Google points at cloud for its data centres
Google announced efforts to turn its data centres into virtual cloud computing systems customer can create and use through Andromeda. The company also called for smarter switch silicon to help improve its efforts.
"The future of cloud computing is about delivering new capabilities we can't deliver now, not delivering old capabilities cheaper," Amin Vehdat, a distinguished engineer at Google, said in a keynote at the Hot Interconnects conference. "The network is the fundamental barrier to delivering new features."
Andromeda is Google's current effort to overcome those barriers. It is essentially a central network controller and protocol, running on servers, that creates virtual systems of computers, networking, and storage as needed.

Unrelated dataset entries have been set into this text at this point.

PR #1183, opened 2020-11-15
[ocm-clusters] add usage of dryRun

maorfr:
following https://gitlab.cee.redhat.com/service/uhc-clusters-service/-/commit/ce4bd1ebfdb7af4221ad47c0430726bf0b25b24c

there is now support for quota and preflight checks in OCM. this PR adds usage of those in dry-run.

### DIFF
--- a/utils/ocm.py
+++ b/utils/ocm.py
@@ -85,7 +85,7 @@ class OCM(object):
         }
         return ocm_spec
 
-    def create_cluster(self, name, cluster):
+    def create_cluster(self, name, cluster, dry_run):
         """
         Creates a cluster.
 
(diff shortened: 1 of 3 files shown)


cben:
LGTM.  Creating cluster with `dryRun=true` either returns 204 with empty body, or 400 with error JSON, and [raise_for_status](https://requests.readthedocs.io/en/master/api/#requests.Response.raise_for_status) will raise for 400.

apahim (approved):
Noice

rporres (approved):
This is cool!

utils/ocm.py
```diff
@@ -550,13 +557,20 @@ def _get_json(self, api):
...
+            json=data,
+            params=params
+        )
         try:
             r.raise_for_status()
         except Exception as e:
             logging.error(r.text)
             raise e
+        if r.status_code == requests.codes.no_content:
+            return None
```
cben, line 573: LGTM.  The caller doesn't look at return status anyway.

PR #1372, opened 2021-02-08
[ocm-clusters] allow to change cluster channel group

maorfr:
following https://issues.redhat.com/browse/SDA-3297, we can now update cluster channel through the API.

the API will soon change to PATCH `version.channel_group` instead of `upgrade_channel_group`, but that's WIP


apahim (approved):
lgtm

Google's internal programmers have been able to request such virtual systems for some time. Now the company is "setting out to support external users with Andromeda, giving them the illusion of running their own networks with different address spaces and dedicated performance."

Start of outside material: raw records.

PR #1373, opened 2021-02-08
move self-implemented caches to functools.lru_cache

erdii:
This issue implements the changes from: https://issues.redhat.com/browse/APPSRE-2866
We figured, that this pattern:

```python
class Foo:
  __init__(self):
    self._cache = {}

  get_something(self):
    cache_key = 'something'
    cached = self._cache.get(cache_key)
    if cached is not None:
      return cached
    fresh = do_expensive_operation_to_get_something()
    self._cache[cache_key] = fresh
```

can be expressed in a simpler way using [@functools.lru_cache](https://docs.python.org/3/library/functools.html#functools.lru_cache):

```python
import functools

class Foo:
  @functools.lru_cache()
  get_something(self):
    return do_expensive_operation_to_get_something()

  # added to explain further usage:

  @functools.lru_cache()
  get_something_by_id(self, id):
    # results are even cached based on function argument values
    return do_expensive_operation_to_get_something_by_id(id)

  update_something(self):
    do_something_that_makes_cached_data_from_get_something_stale()
    # remove all data from `get_something`'s cache
    self.get_something.cache_clear()
```

cc @apahim

### DIFF
--- a/reconcile/utils/vault.py
+++ b/reconcile/utils/vault.py
@@ -1,8 +1,8 @@
-import time
-import requests
-import hvac
 import base64
-import logging
+import functools
+import hvac
+import requests
+import time
 
 from hvac.exceptions import InvalidPath
 from requests.adapters import HTTPAdapter
@@ -55,7 +55,6 @@ class _VaultClient:
                               pool_maxsize=100)
         session.mount('https://', adapter)
         self._client = hvac.Client(url=server, session=session)
-        self._cache = {}
 
         authenticated = False
         for i in range(0, 3):
@@ -81,7 +80,7 @@ class _VaultClient:
         secret_path = secret['path']
         secret_version = secret.get('version')
 
-        kv_version = self._get_mount_version(secret_path)
+        kv_version = self._get_mount_version_by_secret_path(secret_path)
 
         data = None
         if kv_version == 2:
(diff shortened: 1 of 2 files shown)


reconcile/utils/vault.py
```diff
@@ -211,6 +201,7 @@ def write(self, secret):
             self._write_v2(secret_path, data)
 
     def _write_v2(self, path, data):
+        # do not forget to run `self._read_all_v2.cache_clear()` if this ever get's implemented
         raise NotImplementedError('vault_client write v2')
 
     def _write_v1(self, path, data):
```
apahim, line 207: should we `cache_clear` here?

reconcile/utils/vault.py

Andromeda gives users a software switch running in a hypervisor connecting virtual machines. It allows control of physical network-interface cards "to get packets on and off the wire [in ways that] makes it look like a dedicated network," he said.
Google wants to define an open API for Andromeda. It will let external developers and cloud-computing customers implement their own virtual network functions on top of Andromeda.

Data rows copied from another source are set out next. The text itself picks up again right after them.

PR #1378, opened 2021-02-10
make vault read_all_v2 cache unbound to restore previous caching beha…

erdii:
…vior

this is a follow up to https://github.com/app-sre/qontract-reconcile/pull/1373/files#discussion_r573650034
and restores previous unbound caching behavior on the _read_all_v2 function


apahim (approved):
lgtm

PR #1380, opened 2021-02-11
sendgrid-teammates: add logic to delete users

jmelis:


reconcile/sendgrid_teammates.py
```diff
@@ -47,28 +55,52 @@ def fetch_current_state(sg_client):
...
             LOG.info(['delete', user.email])
+            if not dry_run:
+                if user.pending:
+                    delete_method = sg_client.teammates.pending
+                    identifier = user.pending_token
+                else:
+                    delete_method = sg_client.teammates
+                    identifier = user.email
+
+                response = delete_method._(identifier).delete()
```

The Andromeda protocol links to servers, switches, and storage to create flexible virtual systems.
Google faces two top challenges in providing this kind of flexibility to configure and operate virtual networks on its data centres. The virtual networks need to have performance as close as possible to the underlying physical systems, and the virtualisation features need to be easy to manage.
"Most customers say the operational overhead of running on an external cloud is as bad as using an internal cloud," Vehdat said. "This is something we haven't conquered yet."